A further illustration of how seriously courts are treating the precision of this new provision comes from the Jharkhand High Court, which took suo motu cognizance of a printing discrepancy in the official text of Section 103(2), where the words any other ground had been published in place of the words any other similar ground found in the enacted statute. Given that the provision carries a sentence of death or life imprisonment, the Court treated even this seemingly narrow textual variation as a matter warranting independent judicial attention, underscoring the broader principle that penal statutes attracting the most severe punishments must be applied strictly according to their precise enacted language.
Conclusion
Section 103(2) of the Bharatiya Nyaya Sanhita, 2023, closes a gap in Indian criminal law that the Indian Penal Code, 1860, left open for more than 150 years. By naming mob lynching as a distinct offence rather than treating it as an unremarkable variant of ordinary murder, the provision gives formal legal recognition to what the Supreme Court had already recognized as a fact in 2018, namely that a killing carried out by a prejudiced collective wounds the social fabric in a manner that an individual act of violence does not. The early judicial response, particularly the Kerala High Court’s treatment of the offence as graver than ordinary murder for purposes of bail, suggests that courts are prepared to give the provision real effect rather than allowing it to remain a dead letter.
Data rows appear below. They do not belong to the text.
PR #195, opened 2019-06-19
Describe that type-scoped contexts are only in affect on the node objects in which they're used

### LINKED ISSUE #174: Unexpected @type scope behavior (term definitions persist throughout JSON tree)
I was trying to use type-scoped contexts to define a `@context` and was surprised to discover that any type-scoped terms that get defined in the active context continue to be defined beyond the object with the matching `@type`. I think this is very unexpected behavior from an OOP modeling perspective. Also, it is very problematic for `@protected` terms, as it means that you can't model objects of one type that contain objects of another type when there is a commonly used JSON key (that may or may not have the same term definition) when terms are protected.

A playground example:

```js
{
  "@context": {
    "@version": 1.1,
    "@vocab": "ex:",
    "@protected": true,
    "Library": {
      "@context": {
        "book": "library:book",
        "name": "library:name"
      }
    },
    "Person": {
      "@context": {
        "name": "person:name"
      }
    }
  },
  "@id": "the:library",
  "@type": "Library",
  "book": {
    "@id": "the:book",
    "about": {
      "@id": "the:person",
      "@type": "Person",
      "name": "Oliver Twist",
      "book": "unexpectedly defined as library:book!"
    }
  }
}
```

Produces these quads:

```
<the:book> <ex:about> <the:person> .
<the:library> <http://www.w3.org/1999/02/22-rdf-syntax-ns#type> <ex:Library> .
<the:library> <library:book> <the:book> .
<the:person> <http://www.w3.org/1999/02/22-rdf-syntax-ns#type> <ex:Person> .
<the:person> <library:book> "unexpectedly defined as library:book!" .
<the:person> <person:name> "Oliver Twist" .
```

http://tinyurl.com/y2x4szzb

If you use `@protected` here, you get an error (which I also find unexpected):

```js
{
  "@context": {
    "@version": 1.1,
    "@vocab": "ex:",
    "@protected": true,
    "Library": {
      "@context": {
        "@protected": true,
        "book": "library:book",
        "name": "library:name"
      }
    },
    "Person": {
      "@context": {
        "@protected": true,
        "name": "person:name"
      }
    }
  },
  "@id": "the:library",
  "@type": "Library",
  "book": {
    "@id": "the:book",
    "about": {
      "@id": "the:person",
      "@type": "Person",
      "name": "Oliver Twist",
      "book": "unexpectedly defined as library:book!"
    }
  }
}
```

That error happens *even if* `name` is defined the same way for both types.

I suspect that type-scoped terms behave this way because it was easy to implement, but I think it is very surprising behavior that may not have been exposed yet due to limited examples.

It's possible that there's an easy fix for this. I think we should change this behavior so that we track whether a term definition in the active context was defined via a type-scoped context and whether or not it replaced a non-type-scoped term when it did so. Then, whenever traversing into one of the typed object's properties during processing, we revert all type-scoped terms to their previous definitions which may mean setting them to `null` (clearing them) if they were previously undefined. Then processing can continue as normal.

gkellogg:
Add changes for type-scoped contexts.

Fixes #174.

***
<a href="https://pr-preview.s3.amazonaws.com/w3c/json-ld-syntax/pull/195.html" title="Last updated on Jun 19, 2019, 11:14 PM UTC (08b3a1c)">Preview</a> | <a href="https://pr-preview.s3.amazonaws.com/w3c/json-ld-syntax/195/16c60eb...08b3a1c.html" title="Last updated on Jun 19, 2019, 11:14 PM UTC (08b3a1c)">Diff</a>

### DIFF
--- a/index.html
+++ b/index.html
@@ -3410,6 +3410,9 @@ In this example, the <a>compact IRI</a> form is used in two different ways.
     the type is used; the previous in-scope <a>contexts</a> are placed back into
     effect when traversing into another <a>node object</a>.</p>
 
+  <p class="note">Any property-scoped or local contexts that were introduced in the <a>node object</a>
+    would still be in effect when traversing into another <a>node object</a>.</p>
+
   <p>When expanding, each value of <code>@type</code> is considered
     (ordering them lexicographically) where that value is also a <a>term</a> in
     the <a>active context</a> having its own <a>scoped context</a>. If so, that
--- a/index.html
+++ b/index.html
@@ -3405,7 +3405,10 @@ In this example, the <a>compact IRI</a> form is used in two different ways.
     relate things of different types, where the vocabularies in use within
     different entities calls for different context scoping. For example,
     <code>hasPart</code>/<code>partOf</code> may be common terms used in a document, but mean
-    different things depending on the context.</p>
+    different things depending on the context.
+    A <a>context</a> scoped on <code>@type</code> is only in effect for the <a>node object</a> on which
+    the type is used; the previous in-scope <a>contexts</a> are placed back into
+    effect when traversing into another <a>node object</a>.</p>
 
   <p>When expanding, each value of <code>@type</code> is considered
     (ordering them lexicographically) where that value is also a <a>term</a> in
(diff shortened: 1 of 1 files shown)


index.html
```diff
@@ -3405,7 +3405,10 @@ <h3>Using the Document Base for the Default Vocabulary</h3>
     relate things of different types, where the vocabularies in use within
     different entities calls for different context scoping. For example,
     <code>hasPart</code>/<code>partOf</code> may be common terms used in a document, but mean
-    different things depending on the context.</p>
+    different things depending on the context.
+    A <a>context</a> scoped on <code>@type</code> is only in effect for the <a>node object</a> on which
+    the type is used; the previous in-scope <a>contexts</a> are placed back into
+    effect when traversing into another <a>node object</a>.</p>
```
pchampin: To be precise, we should add something like "amended by the appropriate property-scoped context and/or local context, if any." But I'm affraid that might confuse the reader more than anything else...

dlongley: Perhaps: `Note that any property-scoped or local contexts that were introduced in the node object would still be in effect when traversing into another node object.`

gkellogg: Applied @dlongley's suggestion.

PR #197, opened 2019-06-21
Remove index.html.orig.

davidlehn:
@BigBlueHat Looks like the `index.html.orig` slipped in a commit by mistake:
https://github.com/w3c/json-ld-syntax/commit/5acab54b1868a68397dcfaf043fad4ea9bdc49c6


BigBlueHat:
Gah! Didn't even realize that was still hanging around. 😝 Good catch!

PR #2285, opened 2020-02-04
Add playbook entry for check_cdn_log_s3_freshness Icinga alert.

sengi:
See alphagov/govuk-puppet#10113.

### DIFF
--- a/source/manual/alerts/cdn-log-freshness.html.md
+++ b/source/manual/alerts/cdn-log-freshness.html.md
@@ -1,0 +1,41 @@
+---
+owner_slack: "#govuk-2ndline"
+title: CDN logs from Fastly not appearing in S3
+section: Icinga alerts
+layout: manual_layout
+parent: "/manual.html"
+last_reviewed_on: 2020-02-27
+review_in: 6 months
+---
+
+## Meaning and impact
+
+CDN logs from Fastly might not be getting uploaded to the
+`govuk-{environment}-fastly-logs` S3 bucket.
+
+## Possible causes
+
+ * Configuration change to Fastly may have stopped the log upload from working.
+ * Access controls might have changed on the S3 bucket.
+ * There might be a problem with the alert itself. It was added in Feb 2020.
+
+## Investigation
+
+List the S3 bucket to see what log files are present for today's date.
+Depending on your level of access, you might need to replace `admin` with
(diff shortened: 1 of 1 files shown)


sengi:
Oh yikes I just found https://docs.publishing.service.gov.uk/manual/alerts/logs-are-not-being-received-from-the-cdn.html which is very similar, but it turns out we have two log ingestion pipelines which both take the Fastly logs. Apparently that's for the other one (the non-S3 one).

issyl0:
We should probably ditch the non-S3 one. It pre-dates the S3 and Athena stuff and feels silly to have both - if Amazon goes down we've got bigger problems. 🤔

issyl0:
Also the docs for the manual way still reference the "deployment" repo, so they're very old.

issyl0:
So I looked into this a bit further and I think we _can_ remove the non-AWS code and docs.

The ["Fastly error rate"](https://docs.publishing.service.gov.uk/manual/alerts/fastly-error-rate.html) alert [pulls from the Fastly APIs](https://github.com/alphagov/govuk-puppet/blob/fad3d3b903389a0e145e47d27bc8f7708bfa41f6/modules/collectd/manifests/plugin/cdn_fastly.pp) via the [collectd-cdn](https://github.com/gds-operations/collectd-cdn/blob/master/collectd_cdn/fastly.py) plugin.

sengi:
> So I looked into this a bit further and I think we _can_ remove the non-AWS code and docs.
> 
> The ["Fastly error rate"](https://docs.publishing.service.gov.uk/manual/alerts/fastly-error-rate.html) alert [pulls from the Fastly APIs](https://github.com/alphagov/govuk-puppet/blob/fad3d3b903389a0e145e47d27bc8f7708bfa41f6/modules/collectd/manifests/plugin/cdn_fastly.pp) via the [collectd-cdn](https://github.com/gds-operations/collectd-cdn/blob/master/collectd_cdn/fastly.py) plugin. It doesn't use the files on the monitoring machine disk.

Awesome. Thanks, Issy! I'll follow up with a PR to remove the old stuff then.

issyl0:
The other, confusing docs are gone now.

sengi:
> The other, confusing docs are gone now.

Thanks!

Yet the legislative response remains incomplete in certain respects. The provision does not list religion among its enumerated grounds, relying instead on the residual phrase any other similar ground to cover such cases, and Parliament has still not enacted the comprehensive central law that the Supreme Court called for in Tehseen Poonawalla, leaving the field to be filled, unevenly, by individual State legislation and by Section 103(2) itself. The provision’s ultimate effectiveness will depend less on the text of the statute and more on the willingness of investigating agencies to register cases promptly, resist local pressure, and ensure that the discriminatory character of a killing is reflected accurately in the charge sheet from the very first day of investigation.